Monday, April 05, 2010

AP Style - Great Recession

I've been behind in noting some AP style changes, and one of the most notable - and controversial - to come up in the interim is the decision to name the recent economic unpleasantness the "Great Recession."

There's already been blowback - at the American Copy Editors Society and from European journalists. The reactions seem to be summed up best by Lisbeth Kirk, editor-in-chief of the EUObserver: "Let the historians, not the sub-editors, categorise major historical turning points."

I'd written earlier on what I thought the AP was trying to do, so I won't get into that again here. I just thought it worth noting the entry as part of my periodic AP style series.

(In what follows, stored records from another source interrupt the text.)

PR #654, opened 2020-05-13
Rank check for thoughts with context length less than one (existingThoughtDelete)

### LINKED ISSUE #521: Table view and pinned context toggle stops working
**Steps to reproduce:** 
1. Take a node and set it to table view from the toolbar.
2. Now select context view and then click table view in the toolbar again.

Now the table view shortcut stops working and it doesn't toggle back off. 
If we follow the same process with pinned context, it stops working too.

shresthabijay:
fixes #521 
@raineorshine  I have added rank check for thoughts with context less than one. Please review the changes. Thanks!

### DIFF
--- a/src/reducers/existingThoughtDelete.js
+++ b/src/reducers/existingThoughtDelete.js
@@ -44,12 +44,13 @@ export default (state, { context, thoughtRanked, showContexts }) => {
   }
 
   // the old thought less the context
-  const newOldThought = thought.contexts && thought.contexts.length > 1
+  const newOldThought = thought.contexts
     ? removeContext(thought, context, showContexts ? null : rank)
     : null
 
   // update state so that we do not have to wait for firebase
-  if (newOldThought) {
+  // delete thought directly if new context is empty
+  if (newOldThought && newOldThought.contexts.length > 1) {
     thoughtIndexNew[key] = newOldThought
   }
   else {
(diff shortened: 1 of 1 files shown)


shresthabijay:
@raineorshine  So I just iterated over the contexts and check if there is a valid thought (i.e has exact rank and context). If there are none then I just prevented further logic and returned old state from the reducer.Please review the changes!

src/reducers/existingThoughtDelete.js
```diff
@@ -33,6 +34,11 @@ export default (state, { context, thoughtRanked, showContexts }) => {
   const thoughtIndexNew = { ...state.thoughtIndex }
   const oldRankedThoughts = rankThoughtsFirstMatch(state, thoughts)
 
+  const isValidThought = thought.contexts.find(parent => equalArrays(context, parent.context) && rank === parent.rank)
+
+  // if thought is not valid then just return current state
+  if (!isValidThought) return { ...state }
```
raineorshine, line 40: You can return nothing, as the main reducer handles it when [merging the updated fields into state](https://github.com/cybersemics/em/blob/dev/src/reducers/index.js#L98).

Can you add a `console.error` here? This *shouldn't* happen normally, so I'd like to be aware of it if it does.

raineorshine:
> Quick question do we even need to worry about context view when deleting a thought ? Because when context view is on `rankThoughtsFirstMatch` seems to return first matching thought ranked according to context view. But we need to find actual thought according to `contextIndex` with original rank. If so then is there specific reason for using `rankThoughtsFirstMatch` inside `exisitingThoughDelete` to find thought that needs to deleted ?

I think there may be a couple issues at play here.

`existingThoughtDelete` has a `showContexts` argument which is only used by [removeContext](https://github.com/cybersemics/em/blob/dev/src/reducers/existingThoughtDelete.js#L48). When `showContexts` is true, it ignores the rank. Presumably this is because the Context View uses autogenerated ranks, so the rank of the thought to be deleted will not match the rank within its context. On first impression, this does not seem like an ideal solution. Instead of matching it with the correct rank, it just ignores it. That might lead to problems deleting a context that contains a duplicate thought.

I'm not sure why `rankThoughtsFirstMatch` [was added to `existingThoughtDelete`](https://github.com/cybersemics/em/commit/915f01dcf85f536684ad773d575d5a2597142368#diff-aec2cdfb0f36273ed52f010d3ff441bfR33). It seems like `thoughtsRanked` would have worked, but it was changed intentionally.

`rankThoughtsFirstMatch` is [also used in `existingThoughtChange`](https://github.com/cybersemics/em/blob/dev/src/reducers/existingThoughtChange.js#L66), prompting the same question. 

A deeper investigation should be done not only to answer the above questions, but to determine what exactly requires the full `Path`. I would think that all you would need would be the `value`, `rank`, and `context` to delete a thought.

src/reducers/existingThoughtDelete.js
shresthabijay: Sure!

Here are a few of the other more noted of the slew of recent changes:
  • Breathalyzer: AP makes clear every breath test device is not a Breathalyzer.
  • tea party: Lowercase the political "movement."
  • Mike, not mic, as shortened form for microphone. Watch for this to continue to be a subject of debate, as the very subject, before AP, already has provoked some heated prose. "Mic" seems to be gaining ground because it's what you find on most audio boards. A Google search for "open mike night" finds about 75,000 hits and about eight times as many for "open mic night."
  • mixed martial arts, not Ultimate Fighting, which is a trademark.
  • wracked: the preferred spelling when someone is wracked with doubt or pain. (However, the preferred verb is still "racked" when it comes to saying someone racked their brain. That one's already in the stylebook.)
  • Q-and-A format: Use Q-and-A in the body of a story, too, if necessary, not Q & A.
  • waitlist for the noun, wait-list for the verb
  • taser: use "stun gun" if you don't know the brand. Taser is an acronym for a specific brand (and do you know what the acronym stands for?*). The AP advises against verbing it to produce "tasered" unless it's in a quote. I guess you say "use a taser on." My prediction: That skirmish already is lost. Just turn on your local TV news. The alternatives are just too clunky and "un-hip."
Sports:
A reminder that it's no longer NCAA Division I-A and Division I-AA. Now call the big schools the Football Bowl Subdivision (FBS) and the smaller fry Football Championship Subdivision (FCS). So much for simplification.

Also, a sharp-eyed reader found an error in the stylebook. Federal Air Marshals are now under the Transportation Security Administration, not Immigrations and Customs Enforcement, their former home.